Fig. 6. Limb regeneration journey in a 6 month-old axolotl from amputation to complete restoration of limb.

Fig. 7. Speed of limb regeneration in a 10 month-old axolotl from amputation to restoration of lost limb structure.

Methodology

We selected white mutant (Leucistic) axolotls of age 6 months and 10 months from lab-cultured animals and kept them in separate containers with dechlorinated tap water at 15-20°C. Prior to amputation of limbs, axolotls were anesthetized using 0.1% MS222 solution (ethyl 3-ami-nobenzoate methanesulfonate salt, Sigma-Aldrich, St. Louis, MO). The images were taken for both groups at different regenerative stages by using Zeiss microscope equipped with a color camera Axiocam 208.

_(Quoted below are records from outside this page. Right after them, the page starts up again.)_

PR #8848, opened 2020-10-06
Update openjdk

tianon:
Changes:

- https://github.com/docker-library/openjdk/commit/2d4433f: Update to 16-ea+14


yosifkit:
GitHub Actions is having a bit of a flake (https://www.githubstatus.com/incidents/t34640ccrmfs), but the `openjdk:16-ea-14-jdk-alpine3.12` build is green :innocent:

PR #8854, opened 2020-10-07
Update for the release of websphre-liberty 20.0.0.10

crpotter:
Release updates for websphere-liberty version 20.0.0.10

### DIFF
--- a/library/websphere-liberty
+++ b/library/websphere-liberty
@@ -2,7 +2,7 @@ Maintainers: Chris Potter <crpotter@us.ibm.com> (@crpotter),
              Wendy Raschke <wraschke@us.ibm.com> (@wraschke),
              Arthur De Magalhaes <arthurdm@ca.ibm.com> (@arthurdm)
 GitRepo: https://github.com/WASdev/ci.docker.git
-GitCommit: 259400d0cfe000c3741919640983c4e9a4fca3b8
+GitCommit: 79c6e4c3f4a0f6b08f399ce4781176877b5b420d
 Architectures: amd64, i386, ppc64le, s390x
 
 Tags: beta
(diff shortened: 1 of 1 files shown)


tianon:
Can we please figure out some way to get those massive constantly-changing license files out of the build context so that the diffs here are reasonable?

yosifkit:
The only other image that almost had a large licenses context was https://github.com/docker-library/official-images/pull/8366 and they decided to download and verify them during the build to get them out of the build context.

I guess my question is that if they are provided for open source license compliance of software included with the websphere liberty bundle, then why is it not just part of the `wlp.zip`?  But if it is for software installed via `apt`, then surely `/usr/share/doc/[package]/copyright` is sufficient.

tianon:
I think the misunderstanding here is on me -- I was under the impression that this was more akin to a license enabling file (since it's been here but not in `open-liberty`), not just a raw dump of open source license text.

I fully agree with @yosifkit here -- if this is just the licenses of software contained in the image and is something you want to keep in this aggregated form, it should really be generated during the build of the image itself or else it will almost always suffer bitrot (as discussed in https://github.com/docker-library/official-images/pull/8366#issuecomment-662138721 and the following comments).

arthurdm:
thanks guys - we are looking into updating this PR with a change that pulls in the licenses via URL.

arthurdm:
I've created [this PR](https://github.com/WASdev/ci.docker/pull/363) into the WebSphere Liberty repo.

@crpotter - once that is merged, can you please update the GitCommit for this PR?

arthurdm:
hi @tianon / @yosifkit - I've created this new PR with the proposed license changes: https://github.com/docker-library/official-images/pull/8930

Since @crpotter is away this week, can you please review that one, and close this one?

PR #8858, opened 2020-10-08
Release Oracle Linux 7 Update 9

Djelibeybi:
Release of [Oracle Linux 7 Update 9](https://blogs.oracle.com/linux/announcing-the-release-of-oracle-linux-7-update-9) for the `amd64` and `arm64v8` architectures.

### DIFF
--- a/library/oraclelinux
+++ b/library/oraclelinux
@@ -4,10 +4,10 @@ GitCommit: 01a15ec99c7470a3391c691509db1759b41eaf66
 GitFetch: refs/heads/master
 # https://github.com/oracle/container-images/tree/dist-amd64
 amd64-GitFetch: refs/heads/dist-amd64
-amd64-GitCommit: 283700269a887af4a45ba9bc614d8ad777cf702c
+amd64-GitCommit: 52339856c3cf67775e37b128952ba43c19507ab2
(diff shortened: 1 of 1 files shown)


library/oraclelinux
```diff
@@ -25,7 +25,11 @@ Tags: 8-slim
...
 Directory: 8-slim
 
-Tags: 7.8, 7
+Tags: 7.9, 7
+Architectures: amd64, arm64v8
+Directory: 7.9
+
+Tags: 7.8
 Architectures: amd64, arm64v8
 Directory: 7.8
```
tianon, line 34: I think you probably know what I'm going to say here... :smirk:

Any particular reason to keep this version listed here?  Removing tags here will remove them from the "Supported" section on the Hub readme (and will prevent us from spending cycles rebuilding them on the official build servers), but the tags will still be available to users who want them.  (See https://github.com/docker-library/official-images#library-definition-files for more detail on this.)

tianon: (I suppose the same goes for 8.0 and 8.1, which we've likely talked about previously?)

tianon:
LGTM (so I'm merging), but let's continue discussing the above :smile:

PR #8864, opened 2020-10-08
Remove older oraclelinux tags.

Djelibeybi:
As pointed out by @tianon in #8858, these older tags are no longer required.


tianon:
:heart::exclamation:

PR #8866, opened 2020-10-09
[percona] update psmdb-36

EvgeniyPatlan:


tianon:
Is there a specific reason we have four PRs for what appears to be mostly the same change across different versions instead of just one PR that ecompasses all four? (#8866, #8867, #8868, #8869)

EvgeniyPatlan:
Hi @tianon 
Well it is just because of our procedure how we issue releases.
It is very rare case once we update all products together. So we updated them one by one and for each we have to create PR to update dockers.
If it is needed I can rework and combine these PRs.
Should I do so?

tianon:
It would definitely be much easier to review, and reduce the chance of
merge conflicts. 😅

EvgeniyPatlan:
@tianon here it is https://github.com/docker-library/official-images/pull/8878

PR #8896, opened 2020-10-15
[percona] Update PS-8.0 version

Sudokamikaze:


library/percona
```diff
@@ -7,8 +7,8 @@ GitRepo: https://github.com/percona/percona-docker.git
 GitFetch: refs/heads/master
 Architectures: amd64
 
-Tags: 8.0.20-11-centos, 8.0-centos, 8-centos, 8.0.20-11, 8.0, 8, ps-8.0.20-11, ps-8.0, ps-8
-GitCommit: 65855912b9946093cee42f987336440972405391
+Tags: 8.0.21-12-centos, 8.0-centos, 8-centos, 8.0.21-12, 8.0, 8, ps-8.0.21-12, ps-8.0, ps-8
+GitCommit: 387a5ec03894c49e89cb992611fa365dcaf40ff1
 Directory: percona-server.80
```
yosifkit, line 12:
```suggestion
Directory: percona-server-8.0
```

Sudokamikaze: Gah, I thought we had a switch to new scheme for 8.0..
Thanks, added this

yosifkit:
We don't actively recommend using labels. If an image maintainer wants to have labels, that is fine, but Image label names should only use the pre-defined annotation keys of the [image spec](https://github.com/opencontainers/image-spec/blob/v1.0.1/annotations.md).

See also https://github.com/docker-library/official-images/issues/3540

Sudokamikaze:
> We don't actively recommend using labels. If an image maintainer wants to have labels, that is fine, but Image label names should only use the pre-defined annotation keys of the [image spec](https://github.com/opencontainers/image-spec/blob/v1.0.1/annotations.md).
> 
> See also #3540

Thank you, it'll be reworked. For now, moving this PR into draft state

Sudokamikaze:
@yosifkit Could you please take a look? We've removed conflicting labels from our images

tianon:
```diff
+ENV PS_VERSION 8.0.21-12.2
+ENV OS_VER el8
+ENV FULL_PERCONA_VERSION "$PS_VERSION.$OS_VER"
```

I'm a little confused as to why this block was moved up so far?  It seems unnecessary to bust the build cache so far up when these variables aren't used until much lower.  Thoughts?

tianon:
```diff
 # purge and re-create /var/lib/mysql with appropriate ownership
-RUN /usr/bin/install -m 0775 -o mysql -g root -d /var/lib/mysql /var/run/mysqld /docker-entrypoint-initdb.d \
+RUN /usr/bin/install -m 0775 -o mysql -g root -d /var/lib/mysql /var/run/mysqld /docker-entrypoint-initdb.d; \
 # comment out a few problematic configuration values
```

I'm 100% all for switching from `&&` to `;` but this block will also need a `set -e` (and I'd suggest also at least `-x` but `-u` is similarly useful, so we tend to use `set -eux;` in our repos).

Sudokamikaze:
> ```diff
> +ENV PS_VERSION 8.0.21-12.2
> +ENV OS_VER el8
> +ENV FULL_PERCONA_VERSION "$PS_VERSION.$OS_VER"
> ```
> 
> I'm a little confused as to why this block was moved up so far? It seems unnecessary to bust the build cache so far up when these variables aren't used until much lower. Thoughts?

Thank you, created a PR in our repository.

> ```diff
>  # purge and re-create /var/lib/mysql with appropriate ownership
> -RUN /usr/bin/install -m 0775 -o mysql -g root -d /var/lib/mysql /var/run/mysqld /docker-entrypoint-initdb.d \
> +RUN /usr/bin/install -m 0775 -o mysql -g root -d /var/lib/mysql /var/run/mysqld /docker-entrypoint-initdb.d; \
>  # comment out a few problematic configuration values
> ```
> 
> I'm 100% all for switching from `&&` to `;` but this block will also need a `set -e` (and I'd suggest also at least `-x` but `-u` is similarly useful, so we tend to use `set -eux;` in our repos).

This will be included as well ;)

Sudokamikaze:
@tianon Could you please review? I've pushed needed changes.
Thanks in advance :)

tianon:
Looks good, thanks! :+1:

PR #8916, opened 2020-10-20
Replace Java 14 with Java 15

keeganwitt:
Given the current base tags for Java 15 images are now 20.04, but will be flipped to 18.04, then back to 20.04 (https://github.com/AdoptOpenJDK/openjdk-docker/issues/445), I'm not sure when it'd be best to merge this.


keeganwitt:
Now that the rollback has merged (https://github.com/docker-library/official-images/pull/8918), I think we can merge this, and I'll revert my manual Git upgrade when the tag with 20.04 is available.

JohannesLichtenberger:
:+1:

PR #10473, opened 2021-07-02
Update photon image

gerrit-photon:
Update photon image

### DIFF
--- a/library/photon
+++ b/library/photon
@@ -4,24 +4,24 @@ Maintainers: Fabio Rapposelli <fabio@vmware.com> (@frapposelli),
 GitRepo: https://github.com/vmware/photon-docker-image.git
 Directory: docker
 
-Tags: 4.0, 4.0-20210625, latest
+Tags: 4.0, 4.0-20210702, latest
 Architectures: amd64, arm64v8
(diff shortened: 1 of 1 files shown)


tianon:
Are `curl` and all those `ca-certificates` files being added to the base image intentionally?

yosifkit:
Friendly ping: @YustasSwamp or @frapposelli

> Are `curl` and all those `ca-certificates` files being added to the base image intentionally?

frapposelli:
I believe it was intentional but I'll let @YustasSwamp reply as I'm no longer in charge of the photon image.

YustasSwamp:
Hi @yosifkit and @tianon. Thanks for the attention to these extra files.

There was a regression, where curl and certs were removed from photon docker image accidentally:
https://github.com/docker-library/official-images/pull/10399
Tags photon:3.0-20210621 and photon:3.0-20210625 are affected by this regression.

Curl binaries and certificates are supposed to be in the image.
We intentionally restored it back by:
https://github.com/vmware/photon/commit/591c9847dffb25b62aae9f0521f9ca5436dda25d

Thanks!

PR #10477, opened 2021-07-03
Update develop to 1.9.2rc1

vanosg:
- Remove 1.8 version
- Update 1.9 to 1.9.2
- Remove "heavy" version

### DIFF
--- a/library/eggdrop
+++ b/library/eggdrop
@@ -3,7 +3,7 @@ GitRepo: https://github.com/eggheads/eggdrop-docker.git
 
 Tags: develop
 Architectures: arm32v6, arm64v8, amd64
-GitCommit: 8d3bb9a0a2f35b45d50b82e9c7dd7a5af66e4c9a
+GitCommit: f067a3393434028c1f1bf785a9c4ca062d477acc
 Directory: develop
 
 Tags: 1.8, 1.8.4
@@ -15,8 +15,3 @@ Tags: 1.9, 1.9.1, stable, latest
 Architectures: amd64, arm32v6, arm64v8
 GitCommit: 5444df31406ef15da9fa7e6b742d093179f66d60
 Directory: 1.9
-
-Tags: 1.9-libs, 1.9.1-libs
-Architectures: amd64, arm32v6, arm64v8
-GitCommit: 5444df31406ef15da9fa7e6b742d093179f66d60
-Directory: 1.9-libs
--- a/library/eggdrop
+++ b/library/eggdrop
@@ -6,11 +6,6 @@ Architectures: arm32v6, arm64v8, amd64
 GitCommit: f067a3393434028c1f1bf785a9c4ca062d477acc
 Directory: develop
 
-Tags: 1.8, 1.8.4
-Architectures: amd64
-GitCommit: 14411e45f599536a86d9f023c0fa09f3dd2f5454
-Directory: 1.8
-
 Tags: 1.9, 1.9.1, stable, latest
 Architectures: amd64, arm32v6, arm64v8
 GitCommit: 5444df31406ef15da9fa7e6b742d093179f66d60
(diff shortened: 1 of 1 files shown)


tianon:
Hmm, this new variant appears to be strictly additive?  Here's the approach I would suggest:

```dockerfile
FROM eggdrop:1.9.1

RUN apk add --no-cache sqlite-tcl mariadb-connector-c-dev tcl-tls \
# TODO tcl-lib -- mixing Alpine's "edge" with a released version does *not* go well in our experience 🙈
# do you need this full list just for building mysqltcl?  could probably go smaller 👀
  && apk add --no-cache --virtual egg-deps tcl-dev wget ca-certificates make tar gpgme build-base openssl-dev \
  && wget http://www.xdobry.de/mysqltcl/mysqltcl-3.052.tar.gz \
# really wish there could be some verification here, but upstream doesn't publish anything 😞 (given the release's age though, maybe it's reasonable to just calculate the sha256 of the tarball ourselves and embed it?)
  && tar -zxvf mysqltcl-3.052.tar.gz \
  && rm mysqltcl-3.052.tar.gz \
    && ( cd mysqltcl-3.052 \
    && ./configure \
    && make \
    && make install ) \
  && rm -rf mysqltcl-3.052 \
  && apk del --no-network egg-deps
```

vanosg:
Sorry, I don't know why I didn't explain this better in the PR. The intent of this image in indeed purely additive, to add commonly used Tcl libraries that Eggdrop scripts often require. They are mysqltcl for interacting with mysql databases, sqlite-tcl for interacting with sqlite databases,  tcl-tls for https/TLS connections, and tcl-lib for working with json and other miscellaneous Tcl libraries. (mariadb-connector-c-dev is the smallest package I could find that gives me mysql.h, required to be present at runtime by the mysqltcl library)

_"mixing Alpine's "edge" with a released version does *not* go well in our experience"_ << the package only exists in edge, not main (that I can see, at least). Do you prefer keeping it this way, or compiling?

_"do you need this full list just for building mysqltcl?  could probably go smaller"_ << assuming this references the line above it, these packages are all intended to remain as part of the image to extend the Tcl libraries available, required by advanced scripts

-"really wish there could be some verification here, but upstream doesn't publish anything"_ << I bow down to your wisdom, let me know how you would like to proceed. I agree, it hasn't changed in about a decade I think, so unless you tell me not to, I'll go ahead and add that check in tomorrow or so.

Thanks for the review, I look forward to your responses

tianon:
> _"mixing Alpine's "edge" with a released version does _not_ go well in our experience"_ << the package only exists in edge, not main (that I can see, at least). Do you prefer keeping it this way, or compiling?

Sadness :disappointed:

Yeah, I suppose compiling is our best bet unless you're comfortable rolling the dice on the ability for this build to continue to succeed in the future (usually it's "fine" initially but the dependencies, etc drift over time and become incompatible eventually).

> _"do you need this full list just for building mysqltcl? could probably go smaller"_ << assuming this references the line above it, these packages are all intended to remain as part of the image to extend the Tcl libraries available, required by advanced scripts

Ahhh, then we should ditch `--virtual` entirely and just have one `apk add` entirely :sweat_smile:

> _"really wish there could be some verification here, but upstream doesn't publish anything"_ << I bow down to your wisdom, let me know how you would like to proceed. I agree, it hasn't changed in about a decade I think, so unless you tell me not to, I'll go ahead and add that check in tomorrow or so.

Alright, here's a tweaked version that "just" needs `tcllib`:

```dockerfile
FROM eggdrop:1.9.1

RUN apk add --no-cache build-base ca-certificates gpgme make mariadb-connector-c-dev openssl-dev sqlite-tcl tar tcl-dev tcl-tls wget \
  && wget http://www.xdobry.de/mysqltcl/mysqltcl-3.052.tar.gz \
  && echo '5b6e04430b80fd4af54599551503bae681232be0bae3c55c1a93adeb66702007 *mysqltcl-3.052.tar.gz' | sha256sum -c - \
  && tar -zxvf mysqltcl-3.052.tar.gz \
  && rm mysqltcl-3.052.tar.gz \
    && ( cd mysqltcl-3.052 \
    && ./configure \
    && make \
    && make install ) \
  && rm -rf mysqltcl-3.052
```

PR #10502, opened 2021-07-08
Add Debian riscv64 builds

tianon:
The most relevant bit to note here is that `riscv64` is still a "Debian Ports" architecture, so unfortunately only Debian Unstable ("Sid") is supported.  However, it is in extremely good shape (especially right now while everything is deeply frozen for the imminent Bullseye release), and is impressively well-supported in spite of that.

However, this will unfortunately be a limiting factor on the downstream effect of adding this support (in other words, not many other official images are likely to gain the architecture), since Debian Unstable is *not* a great (stable) base for running other software on top of over time (especially after that imminent Bullseye release and Unstable gets to freely earn its name once again).

See https://www.debian.org/ports/ and https://ports.debian.org/ for more information about the Debian Ports project in general, and the following for information about ports becoming officially supported "release architectures" (lots of room for contribution here!):

- https://ftp-master.debian.org/archive-criteria.html
- https://dsa.debian.org/ports/hardware-requirements/
- https://release.debian.org/testing/arch_policy.html
- https://wiki.debian.org/PortsDocs/New

I personally also think https://buildd.debian.org/stats/ is extremely interesting -- all the release architectures are above 97% of the archive, and `riscv64` is not far behind (appears closer to 95% ATM).  Major kudos to everyone who's been involved in getting this port to where it is today!

### DIFF
--- a/library/debian
+++ b/library/debian
@@ -4,7 +4,7 @@
 Maintainers: Tianon Gravi <tianon@debian.org> (@tianon),
              Paul Tagliamonte <paultag@debian.org> (@paultag)
 GitRepo: https://github.com/debuerreotype/docker-debian-artifacts.git
-GitCommit: 90a83b6b730031399d45a49809364b07df0d0087
+GitCommit: 9c1a3db18852520a8b72a4795c7b197bcc93e8a0
 # https://github.com/debuerreotype/docker-debian-artifacts/tree/dist-amd64
 amd64-GitFetch: refs/heads/dist-amd64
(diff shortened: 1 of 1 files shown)


yosifkit (approved):

tianon:
Anyone looking for more places to contribute to `riscv64` might have fun going through https://udd.debian.org/cgi-bin/ftbfs.cgi?arch=riscv64 (there's even some container-related things there :eyes:).

PR #10543, opened 2021-07-15
Update Lightstreamer to version 7.2.0

gfinocchiaro:


yosifkit:
The build failures are due to our hijacking of dns for common gpg servers (like [`keyserver.ubuntu.com` and `pgp.mit.edu`](https://github.com/tianon/pgp-happy-eyeballs/blob/0f592b7ae20edead4a3c67a8780991d03e27a862/hack-my-builds.sh#L70)) to provided a more reliable source of keys by sending the request to multiple servers and responding with the fastest success.  As a consequence, we cannot handle builds with `hkps` to any of these servers (since they are TLS).


Ref: https://github.com/docker-library/faq/tree/6138d05aabf61563606d86f98d0ccbd99f162b33#openpgp--gnupg-keys-and-verification

gfinocchiaro:
I'm sorry, but not sure to understand. In the doc you linked I read:

"_The way we typically recommend image maintainers fetch those public keys to verify said artifacts is via gpg --batch --keyserver **hkps**://keys.openpgp.org --recv-keys XXXXX (where XXXXX gets replaced with the full key fingerprint, as in 97FC712E4C024BBEA48A61ED3A5CA953F73C700D)_".

So it looks like you do handle builds with `hkps`: what am I missing?

tianon:
Yes, `hkps://keys.openpgp.org` is fully supported and honestly recommended, but it requires the additional step of having they key/email owner verify their email on https://keys.openpgp.org/ -- we do not support `hkps` on `keyserver.ubuntu.com` because the added value is minimal (since the fingerprint gets cryptographically verified after being fetched, and omitting the `hkps` allows us to redirect the request to a collection of servers transparently instead of just one).

PR #10574, opened 2021-07-20
Update amazoncorretto with 8u302 and 11.0.12

benty-amzn:


library/amazoncorretto
```diff
@@ -6,23 +6,23 @@ GitRepo: https://github.com/corretto/corretto-docker.git
 GitFetch: refs/heads/master
 GitCommit: 88df29474df6fc3f3f19daa8c5515d934f706cd0
```
yosifkit, line 7: This line is missing the bump to the new commit. :wink:

It looks like it needs to be pointing to https://github.com/corretto/corretto-docker/commit/cb98621700a830682c8b3a50d74673a4838e37b2

benty-amzn: Good catch, PR updated.

PR #10584, opened 2021-07-22
Release of GeoNetwork v3.10.7 and v3.12.1

juanluisrp:


yosifkit:
I am a bit confused by the addition of a `SHELL` of `bash` with `pipefail`. I'm not certain what failure case this is trying to catch since the only pipe is an `echo | md5sum`. This will be inherited (likely unexpectedly) by any users building an image `FROM geonetwork`.

juanluisrp:
I was just trying to remove [this warning](
https://github.com/hadolint/hadolint/wiki/DL4006), but I can revert the
`SHELL` command if you think it isn't needed.

tianon:
Yeah, it doesn't appear to be necessary, and it does have potential for
breaking users since it persists and is inherited.

juanluisrp:
I've removed the `SHELL` with `pipefail` from the `Dockerfile` files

Conclusion and future perspective

Among vertebrates, axolotls are endowed with the exceptional ability to restore lost tissues and organs, offering valuable insights into the regeneration mechanism. Although significant progress has been made to find the secrets within its regenerative prowess through the lens of scientific research, our knowledge gained so far is just a piece of a grand mosaic awaiting discoveries. Contrary to the zebrafish model of regeneration, a sparse landscape of publications is a clarion to explore the uncharted territories behind axolotl regeneration. In our review, we have reflected on the wealth of research dedicated to axolotl, emphasizing on various avenues such as the mechanism of regeneration, genetic and epigenetic modifications regulating regeneration, axolotl resistance to cancer, and the impact of age on regenerative potential. The important point that we want to discuss is that the future of axolotl regeneration research is rich with opportunities, giving us the aim to investigate key areas of regeneration by utilizing multidisciplinary approaches such as genomics, epigenomics, proteomics, and transcriptomics, together with advanced technologies. Furthermore, studying axolotl as a regeneration model raises several questions that still need to be answered, such as how feasible it is to transfer the obtained information to the mammalian system or translate the findings of axolotl to species with less regeneration potential as humans. Are there any species-specific factors that help axolotl resist growing tumors upon carcinogen exposure, while humans lack these factors? Are there long-term implications of epigenetic changes on regenerative capacity? If yes, how can we manipulate these changes in other animals to enhance the regenerative potential? Also, axolotl's unique biology or traits limit the generalizability of findings to mammalian species, especially humans. Moreover, as axolotl are endangered in the wild, will their decreasing population pose challenges for ongoing research? The link between regeneration, aging, and cancer warrants deeper research to address the gap in our knowledge and exploit axolotl's transformative potential for regenerative medicines and beyond.

Acknowledgements

The author thanks all the members of his research lab and the readers who gave suggestions for the improvement of the manuscript.

Declarations

Conflicts of interest

The authors declare no conflict of interest.

Funding

This research was funded by the Science & Technology Innovation Project of Laoshan Laboratory (No. LSKJ202203205) and the Open Project of State Key Laboratory of Plateau Ecology and Agriculture, Qinghai University (2023-KF-07).

Ethical approval

This study did not involve any human subjects and was carried out with the approval of Ocean University of China’s Institutional Animal Care and Use Committee.

Data availability

All data supporting the findings of this study are available within the article and it is supplementary material.